His big break came when Dominique Strauss-Kahn, the former party
favourite, was discredited after being arrested in New York in May 2011
for the alleged sexual assault of a maid.
One of the more dramatic moments of that contest came when fellow
contender Segolene Royal - his estranged partner of nearly three decades
and mother of his four children - publicly endorsed his bid.
Hollande, say friends, is warm as well as witty, especially when away from the television cameras.
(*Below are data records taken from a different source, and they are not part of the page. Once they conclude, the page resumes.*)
PR #1079, opened 2026-06-16
try codspeed runners

provinzkraut:


provinzkraut:
Superseded by #1082 (for now).

provinzkraut:
@ofek ran this with the codspeed runners a couple of times now. The results seem to be stable, but the benchmarks run for 7 minutes now, which also isn't great

ofek:
I'm totally fine with that if it means more reliable measurements, especially since our build/test workflow is about the same anyway https://github.com/msgspec/msgspec/actions/runs/27905578518?pr=1079

ofek:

He has steadily built up a strong following among party loyalists and
paints himself as a modern thinker who is a touch more moderate than
some other party grandees.
Throughout his campaign, Hollande has criticised banks and financial
markets, promising to tighten control over their activities.
Hollande wants to "restore hope" to France's youth, notably by subsidising jobs in areas with high youth unemployment.
Passion for politcs
Born on August 12, 1954 in the northwestern city of Rouen into a
middle-class family, Hollande told his mother as a child he wanted to be
president one day.
He attended France's prestigious Ecole Nationale d'Administration,
the graduate school that churns out most of the country's political
elite.
Having been active in student politics, he joined the Socialist party
in 1979 and played a junior role as an economic adviser in the
Mitterrand presidency.
A parliamentarian since 1988, he represents a constituency in the south central region of Correze.
He succeeded Lionel Jospin as party leader in 1997, a post he retained for more than a decade.
In 2008, amid acrimony over the defeat of Royal by Sarkozy at the previous year's presidential election, he stood down.
It later emerged he had been having an affair with journalist Valerie Trierweiler, his current partner.
Hollande and Sarkozy are different in substance and style; the former
is criticised for being boring and dull, the latter for his antics.